[Stored data entries]
PR #22405, opened 2025-02-26
fix: Chat message audio notification not working correctly

### LINKED ISSUE #22159: [3.0 rc2] Chat message audio notification not working correctly
**Describe the bug**

There is no audio notification for new chat messages if the chat is opened that receives a new message. Audio notification is played only if a new message appears in a channel that is not open.

In teaching scenario this is a problem: 

* presenter uses screen sharing, Browser with BBB session is in the background
* someone writes a message in the public chat → presenter will not notice without audio notification

**To Reproduce**

1. join 2 users into a meeting
2. in the session settings enable audio notification for chat messages
3. ensure public chat panel is open
4. write a chat message
5. you won't hear a audio notification if the chat panel is open
6. you will hear a audio notification if there is a new chat message in a different channel which is not open

**Actual behavior**

I would expect to always receive audio notifications when they are enabled regardless if the message appears in the currently open chat or not. The audio behaviour should be different from popup notifications. Popup notifications should only appear for chat which are not currently open.

**BBB version:**

BBB 3.0.0 RC 2

 - OS: Linux
 - Browser Firefox
 - Version 128 ESR

ramonlsouza:
### What does this PR do?

changes audio alerts behavior, so alerts are played even when chat is open.

### Closes Issue(s)
Closes #22159

### How to test
1. join 2 users into a meeting
2. in the session settings enable audio notification for chat messages
3. ensure public chat panel is open
4. write a chat message
5. hear audio notification

### DIFF
--- a/bigbluebutton-html5/imports/ui/components/chat/chat-graphql/alert/component.tsx
+++ b/bigbluebutton-html5/imports/ui/components/chat/chat-graphql/alert/component.tsx
@@ -20,6 +20,7 @@ import Service from './service';
 import useDeduplicatedSubscription from '/imports/ui/core/hooks/useDeduplicatedSubscription';
 import useSettings from '/imports/ui/services/settings/hooks/useSettings';
 import { SETTINGS } from '/imports/ui/services/settings/enums';
+import Auth from '/imports/ui/services/auth';
 
 const intlMessages = defineMessages({
   appToastChatPublic: {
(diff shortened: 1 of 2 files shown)


gabriellpr (approved):
[recording (11).webm](https://github.com/user-attachments/assets/cd2b82b9-4036-43a8-99ab-bb0b8bcebdce)

PR #22471, opened 2025-03-05
feat(bbb-web): added presentationConversionCacheEnabled as a create param

GuiLeme:
### What does this PR do?

This PR adds support for the `presentationConversionCacheEnabled` as a `/create` parameter.

### Motivation

Control whether to enable the cache for presentations in S3 for specific meetings.

### How to test

Basically, configure the bbb-web environment to support the S3 cache (set the follow configurations in `/etc/bigbluebutton/bbb-web.properties`):

```properties
presentationConversionCacheS3AccessKeyId=
presentationConversionCacheS3AccessKeySecret=
presentationConversionCacheS3BucketName=
presentationConversionCacheS3Region=
presentationConversionCacheS3EndpointURL=
presentationConversionCacheS3PathStyle=
```

And control the `presentationConversionCacheEnabled` via custom parameter for specific meetings. And see the cache beeing created inside the bucket you configured.

### DIFF
--- a/akka-bbb-apps/src/main/scala/org/bigbluebutton/core/db/MeetingDAO.scala
+++ b/akka-bbb-apps/src/main/scala/org/bigbluebutton/core/db/MeetingDAO.scala
@@ -14,6 +14,14 @@ case class MeetingSystemColumnsDbModel(
       bannerColor:                           Option[String],
 )
 
+case class MeetingEndingInformationDbModel(
+    endWhenNoModerator:                    Boolean,
+    endWhenNoModeratorDelayInMinutes:      Int,
+    endedAt:                               Option[java.sql.Timestamp],
+    endedReasonCode:                       Option[String],
+    endedBy:                               Option[String],
+)
+
 case class MeetingDbModel(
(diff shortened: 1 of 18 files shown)


gustavotrott:
Instead of using `Map<String, Boolean> presentationCacheEnabledMap = new HashMap<>();`, I’d opt for a different approach. 

You can store `presentationConversionCacheEnabled` as a property within the `Meeting` class (as you did). Then, in the sections of the application where `s3FileManager.isPresentationConversionCacheEnabled()` is checked, you could add a check for the `getPresentationConversionCacheEnabled()` method from the `Meeting` object. To retrieve the meeting, use `ServiceUtils.findMeetingFromMeetingID`. (As a side note, I’d recommend renaming the method to `isPresentationConversionCacheEnabled` to align with the common naming convention for boolean methods.)

gustavotrott:
Here is my suggestions https://github.com/GuiLeme/bigbluebutton/pull/20

gustavotrott (approved):
Working properly!!

Docs is welcome in this or a subsequent PR!

PR #22476, opened 2025-03-06
Fix(html5): User leave notification burst

### LINKED ISSUE #22440: Sound notification on user leave is overwhelming when a group leaves
**Describe the bug**
When a group of users leaves, if the client's sound notifications are enabled, they aggregate, causing a VERY loud jolt.

**To Reproduce**
1. Join a session
2. in Settings enable audio notification for joins and leaves
3. Open a new browser and join in 10 tabs to the same session.
4. Close that browser and brace yourself.

**Expected behavior**
Space out/play the notification once per half second at most, keep the normal level of sound.

**Actual behavior**
Seems the notification for a group of 10 users leaving is 10 fold the normal notification. Ears hurt.

**More**
It seems the join notifications are more spaced out. The leave ones not as much.

**BBB version:**
BigBlueButton 3.0.0

Tainan404:
### What does this PR do?
This PR fixes an issue where the leave notification audio was played multiple times when several users left the meeting simultaneously, given that the 'notify user leave' setting was enabled. I've added a throttle to ensure the audio plays at most once every 5 seconds when multiple users leave.

### Closes Issue(s)
Closes #22440

### How to test
- Join a meeting.
- In setting under notification tab, enable `user leave` audio notification.
- Join with several users (10-15).
- Leave with this users.

### DIFF
--- a/bigbluebutton-html5/imports/ui/components/notifications/service.ts
+++ b/bigbluebutton-html5/imports/ui/components/notifications/service.ts
@@ -80,7 +80,7 @@ const playLeaveAudioAlert = throttle(() => {
   new Audio(`${window.meetingClientSettings.public.app.cdn
     + window.meetingClientSettings.public.app.basename}`
     + '/resources/sounds/userJoin.mp3').play();
-}, 5000, { leading: true, trailing: false });
+}, 500, { leading: true, trailing: false });
 
 export const userLeavePushAlert = (
   notification: Notification,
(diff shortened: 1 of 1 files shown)


bigbluebutton-html5/imports/ui/components/notifications/service.ts
```diff
@@ -76,6 +76,12 @@ export const userJoinPushAlert = (
   }
 };
 
+const playLeaveAudioAlert = throttle(() => {
+  new Audio(`${window.meetingClientSettings.public.app.cdn
+    + window.meetingClientSettings.public.app.basename}`
+    + '/resources/sounds/userJoin.mp3').play();
+}, 5000, { leading: true, trailing: false });
```
ramonlsouza, line 83:
```suggestion
}, 500, { leading: true, trailing: false });
```

ramonlsouza (approved):

PR #22478, opened 2025-03-06
Fix(html5): Add support for Tab on keyboard navigation over user list

### LINKED ISSUE #22466: [3.0] Can't navigate properly on the user dropdown
**Describe the bug**
The user can't navigate on the current user dropdown and on the not current user dropdown, the user can only use the arrow up to start navigating.

**To Reproduce**
1.Create a meeting
2. Go to the user list using the keyboard
3. Try to navigate on the current user dropdown
4. Then navigate to the not current user dropdown and use the arrow up to start navigating

**Video**

https://github.com/user-attachments/assets/34598ea9-e616-494d-8014-7786c1956879

Tainan404:
### What does this PR do?
This PR fixes an issue where the 'Tab' key was not selecting the user list during keyboard navigation. The issue occurred because 'Tab' was not mapped in the rove navigation function, which has now been corrected.

### Closes Issue(s)
Closes #22466

### How to test
- Join a meeting
- Navigate using keyboard til select the user list 
- Press tab to Select it

### More
[Screencast from 06-03-2025 10:52:10.webm](https://github.com/user-attachments/assets/8bc4a058-eb4f-4503-acfc-7b9d6b5b86c5)

### DIFF
--- a/bigbluebutton-html5/imports/ui/core/utils/keyboardRove.ts
+++ b/bigbluebutton-html5/imports/ui/core/utils/keyboardRove.ts
@@ -8,7 +8,7 @@ const roveBuilder = (
   const isActionKey = ev.code === 'Enter' || ev.code === 'Space';
   const isInitialArrowDown = ev.code === 'ArrowDown' && selectedRef.current !== document.activeElement;
   const firstSelect = selectedRef.current !== document.activeElement;
-  if (isActionKey || isInitialArrowDown || (ev.code === 'Tab' && firstSelect)) {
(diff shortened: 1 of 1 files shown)


gustavotrott:
Can you now use the Space key to open the user dropdown?

gabriellpr:
> Can you now use the Space key to open the user dropdown? (I think this was the motivation of the issue)
> 
> And I'm uncertain whether using the Tab key to navigate the user list is a good idea... I’d rather stick to using the arrow keys for that, since in meetings with a lot of users, it’d be tedious to move to the next component if it has to cycle through every user first.

I'm sorry. I should be more specific on the issue. The problem that should also be solved is that the user cannot navigate the user dropdown using the keyboard.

What this task involves: Each line of the data that holds "behavior" should be copied.

The completed task:
**Actual behavior**
changes audio alerts behavior, so alerts are played even when chat is open.
**Expected behavior**
**Actual behavior**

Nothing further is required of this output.